Proust en littérature comparée:
Du côté de chez Proust
Marie-Claire Planche
Je profite de l’été pour plonger dans Proust, avec pour projet de relire toute La Recherche, j’ai déjà bien avancé. Cependant avant d’achever, pour vous proposer quelques réflexions, j’ai lu Le temps retrouvé. Ce dernier volume, comme les précédents laisse la part belle à l’art, ouvrant notamment sur un pastiche du Journal des frères Goncourt. Le jeu sur les images et leur circulation par rapport à la mémoire est un classique de l’écriture proustienne qui trouve de nombreux échos dans l’écriture de Walter Benjamin, qui traduisit Proust.
Pour l’oral, l’une des difficultés du volume réside dans la situation des extraits les uns par rapport aux autres.
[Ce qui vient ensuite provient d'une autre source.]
PR #930, opened 2022-02-16
Add a new !pragma svginterface <true|false> to control INTERACTIVE mode on SVG output and Add support for interactive mouseover/mouseout focus on SVG to focusing on a node and its edges in a complex diagram.  This is enabled with !pragma svginteractive.

blipper:
Can set to either '!pragma svginterface true' or !pragma svginterface false'.  Will default to false.

### DIFF
--- a/src/net/sourceforge/plantuml/sudoku/GraphicsSudoku.java
+++ b/src/net/sourceforge/plantuml/sudoku/GraphicsSudoku.java
@@ -43,7 +43,10 @@ import java.io.OutputStream;
 import java.util.ArrayList;
 import java.util.List;
 
-import net.sourceforge.plantuml.*;
+import net.sourceforge.plantuml.Dimension2DDouble;
+import net.sourceforge.plantuml.EmptyImageBuilder;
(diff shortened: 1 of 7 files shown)


blipper:
Are the CI tests flakey?

arnaudroques:
That's a good idea, but before merging this:

- I don't like `import net.sourceforge.plantuml.*;` so please restore imports
- Instead of using a pragma in the constructor of SvgGraphics, use a boolean.

So instead of:

`long seed, String preserveAspectRatio, LengthAdjust lengthAdjust, DarkStrategy darkStrategy, Pragma pragma) {`

use

`long seed, String preserveAspectRatio, LengthAdjust lengthAdjust, DarkStrategy darkStrategy, boolean interactive) {`

Thansk!

blipper:
Done

koppor:
@blipper Could you maybe change the PR title and the text. It is `!pragma svginteractive true` to enable the feature, not `svginterFACE` (capital letters by me).

PR #933, opened 2022-02-24
Add Support for Font Selection and Transparent Background in Ditaa

kolrami:
This adds support for selecting the font in ditaa diagrams by specifying `font-family`, `--font-size` and/or `--font-variant` in the ditaa() line.

The change is actually taken over from @pepijnve who implemented in https://github.com/pepijnve/ditaa/issues/1. I extended it for supporting the necessary flags from plantuml.

Furthermore, I took over the possibility for a transparent background already supported in stathissideris/ditaa.


arnaudroques:

PR #961, opened 2022-03-13
Remove redundant Gantt code

matthew16550:
Hi @arnaudroques, I started looking into details of Gantt code and IntelliJ tells me these pieces are no longer used.

I have not tested this as I do not know enough details to make meaningful test cases, do you have some test files that I can use?

(AFAIK this does not conflict with #952)

fyi @Venthe


matthew16550:
@arnaudroques Oops my bad 🤦, saw your comment in #952.  `core3` is new and unused not old and unused 🤣 .

If we add a `pragma` or something to enable it then IntelliJ will stop distracting me showing the code is unreachable.

PR #1307, opened 2023-03-05
Allow only one underscore when escaping -->

rohitsud:
This improves https://github.com/plantuml/plantuml/pull/1303 by preventing expressions like `*--____>` from being allowed. Now only expressions like `*--_>` and `*-->` will be allowed in maps,

### DIFF
--- a/src/net/sourceforge/plantuml/cucadiagram/BodierMap.java
+++ b/src/net/sourceforge/plantuml/cucadiagram/BodierMap.java
@@ -74,7 +74,7 @@ public class BodierMap implements Bodier {
 	}
 
 	public static String getLinkedEntry(String s) {
-		final Pattern p = Pattern.compile("(\\*[-_]+\\>)");
+		final Pattern p = Pattern.compile("(\\*-+_?\\>)");
 		final Matcher m = p.matcher(s);
 		if (m.find()) {
 			return m.group(1);


arnaudroques:
> This improves #1303 by preventing expressions like `*--____>` from being allowed. Now only expressions like `*--_>` and `*-->` will be allowed in maps,

Well, why should we prevent expressions like `*--____>` ? Somehow, we could consider `_` and `-` as synonymous, couldn't we?

rohitsud:
> > This improves #1303 by preventing expressions like `*--____>` from being allowed. Now only expressions like `*--_>` and `*-->` will be allowed in maps,
> 
> Well, why should we prevent expressions like `*--____>` ? Somehow, we could consider `_` and `-` as synonymous, couldn't we?

We could... but the intention of this was to maintain parity with escaping in sequence diagrams where multiple `_` aren't allowed.

The following is invalid:

```
@startuml
Alice -> Bob : hello
Bob --__> Alice : hi
@enduml
```

I think it would be a new concept itself if we allowed using `-` and `_` interchangeably and I was trying to avoid new semantics.

arnaudroques:
> We could... but the intention of this was to maintain parity with escaping in sequence diagrams where multiple `_` aren't allowed.
>  [...]
> 
> I think it would be a new concept itself if we allowed using `-` and `_` interchangeably and I was trying to avoid new semantics.
>

Yes, you are right. 

Sometime, PlantUML language is not very consistent (sorry about that).

So it's probably time to clearly define the use of `_` and to change behavior in *all* diagrams.

So here are the possible options:

1. `_` used as escape character to avoid HTML comment clash. In that case, `_` will be only possible just before the `>`. This `_` will be ignored, so `-->` and `--_>` will be synonymous
2. `_` used as possible character to avoid HTML comment clash. Only one `_` will be only possible just before the `>`. This `_` will be have the same meaning as `-` , so `--->` and `--_>` will be synonymous
3. Treat `_` and `-` as synonymous in any arrows expression, regardless of character position. 

Frankly, we have initially implemented option 3 because it was easier to code.

Even if this will slightly change compatibility, I think we should implement the same behavior everywhere.

And now I find that option 1 is the more logical and elegant solution.
But let's see what other people say, because we will not able to change this rule yet another time :-)

What is your opinion?

rohitsud:
I like option 1. especially since it won't lead with backward compatibility issues for all the folks who are using that solution in sequence diagrams already. 

Option 2. is confusing as a person may inadvertently use a `_` thinking of using it as an escape letter but instead use it for a longer arrow.
3. introduces new semantics which seems unnecessary.

Issue #1313, opened 2023-03-08
missing signature in OSSRH publication


evantill:
see PR #1135  for the the description of the problem.

see https://github.com/plantuml/plantuml/pull/1135#issuecomment-1460868078 about the reason of the missing signature

The solution is to keep the signing properties in the environment variable when calling the publish tasks.

PR #1314, opened 2023-03-08
fix: missing signature in OSSRH publication (#1313)

evantill:
Adding `signingKey` and `signingPassword`properties when calling gradle publication tasks from the CI workflow fix the bug.

Fixes: #1313

### DIFF
--- a/.github/workflows/ci.yml
+++ b/.github/workflows/ci.yml
@@ -155,6 +155,9 @@ jobs:
           GITHUB_TOKEN: ${{ github.token }}
           OSSRH_USERNAME: ${{ secrets.OSSRH_USERNAME }}
           OSSRH_PASSWORD: ${{ secrets.OSSRH_PASSWORD }}
+          #do not remove signing key and password or signatures will not be published
+          ORG_GRADLE_PROJECT_signingKey: ${{ secrets.ARTIFACT_SIGNING_KEY }}
+          ORG_GRADLE_PROJECT_signingPassword: ${{ secrets.ARTIFACT_SIGNING_PASSPHRASE }}
         run: |
           .github/scripts/release-snapshot.sh
           gradle publish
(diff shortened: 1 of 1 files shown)


arnaudroques:
That's really great!
We are going to release V1.2023.3 this weekend.
I'm sure it's going to work.

Really, a big thank you!

.github/workflows/ci.yml
```diff
@@ -166,6 +169,9 @@ jobs:
           TAG: ${{ github.event.ref }}
           OSSRH_USERNAME: ${{ secrets.OSSRH_USERNAME }}
           OSSRH_PASSWORD: ${{ secrets.OSSRH_PASSWORD }}
+          #do not remove signing key and password or signatures will not be published
+          ORG_GRADLE_PROJECT_signingKey: ${{ secrets.ARTIFACT_SIGNING_KEY }}
```
gliptak, line 173: so having that prefix makes it to build step?

https://github.com/plantuml/plantuml/blob/3c53361064052a3174cf8090c464cb6de60aafd5/build.gradle.kts#L163-L166

evantill: Could you please elaborate on that a little further ? I did not understand your question.

But yes this is related to L163 conditions

gliptak: I was asking if ORG_GRADLE_PROJECT_* prefix allows value to be visible in above `signing` section

evantill:
can you give me the name and description text ?

arnaudroques:
> can you give me the name and description text ?

Sure, we were not very creative... https://github.com/plantuml/plantuml/commit/957dfea0b5063b4f9990452afa0605bb0ac2922d
Name: PlantUML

Les récits ou les réflexions enchâssés suivent les détours de la pensée et certaines digressions éloignent du premier plan. Il en est ainsi du moment où le narrateur attend dans la bibliothèque des Guermantes.
La question du temps et du vieillissement, qui se déploie en observant les invités des Guermantes, apparaît comme une toile sur laquelle les masques, les fantômes (?) échappent à la réalité. Ce sont des portraits de la vieillesse où tout le monde (ou presque) a changé, où chacun peine à reconnaître l’autre.
Les réflexions sur l’art et la littérature font un peu référence à l’Ut pictura poesis, mais pas seulement dans la mesure où ces arts ne sont pas mis en concurrence. Le narrateur s’intéresse aux rapports entre l’art et la nature, entre l’art et la réalité, entre l’art et la création. Enfin, il dénigre un art populaire, une idée qui lui « semblait ridicule ». En outre, Proust montre une connaissance assez fine de la peinture et des goûts (voir exposition BnF http://expositions.bnf.fr/proust/salles/index.htm). Les évocations nombreuses font référence à l’art ancien (L’enterrement du comte d’Orgaz du Greco, Raphaël, Carpaccio…), et à des artistes plus récents (Whistler, Renoir, Monet, Manet…). Les Ballets russes et leur décorateur Léon Bakst occupent Mme Verdurin dont l’avis sur l’art est assez ferme : « D’ailleurs les Verdurin, par le progrès fatal de l’esthétisme qui finit par se manger la queue, disaient ne pas pouvoir supporter le modern style (de plus c’était munichois) ni les appartements blancs et n’aimaient plus que les vieux meubles français dans un décor sombre ». Les Orientalistes et Delacroix sont convoqués, tout comme les peintres de l’Empire et la célèbre posture de Juliette Récamier peinte par David. Le livre illustré est présent à travers le terme de « livres à images », mais aussi par l’importance d’une édition de François le Champi (sur la présence de l’ouvrage dans La Recherche
http://www.persee.fr/web/revues/home/prescript/article/litt_0047-4800_1980_num_37_1_1195)
feuilletée dans la bibliothèque Guermantes, qui renvoie à Combray. Enfin, l’intérêt pour le XVIIIe siècle fait écho aux aménagements de la demeure des Swann : Odette passant de l’Orient au XVIIIe.
Le pastiche du Journal des frères Goncourt
C’est un véritable “morceau” qui occupe le début du volume : Gilberte prête au narrateur « un volume du journal inédit des Goncourt […] Voici les pages que je lus jusqu’à ce que la fatigue me fermât les yeux ». Les personnages de La Recherche sont associés aux œuvres d’art dans un ensemble qui recrée l’esprit des Salons et des collectionneurs.
- Un article de référence qui propose une étude précise. La question du pastiche est explicité, et les références artistiques, notamment à St Aubin sont documentées.
Numérisé sur Gallica : http://gallicalabs.bnf.fr/ark:/12148/bpt6k5652696d/f65.item
- Une communication qui présente le projet des Goncourt et le pastiche de Proust :
- Un article sur la question du pastiche : https://contextes.revues.org/59
- Les publications d’une universitaire spécialiste de l’intertextualité chez Proust, Annick Bouillaguet :
Proust et les Goncourt : le pastiche du Journal dans Le Temps retrouvé, Minard, coll. « Archives des lettres modernes », 1997.
« Le pastiche chez Proust : une affaire de style », Bulletin d’informations proustiennes 2006, n° 36.
« Proust lecteur des Goncourt : du pastiche satirique à l’imitation sérieuse », Les frères Goncourt : art et écriture, édition préparée par Jean-Louis Cabanès, Presses Universitaires de Bordeaux, 1997.
« Proust et les Goncourt : la phase cachée d’une réécriture », Bulletin Marcel Proust, 1995, n° 45.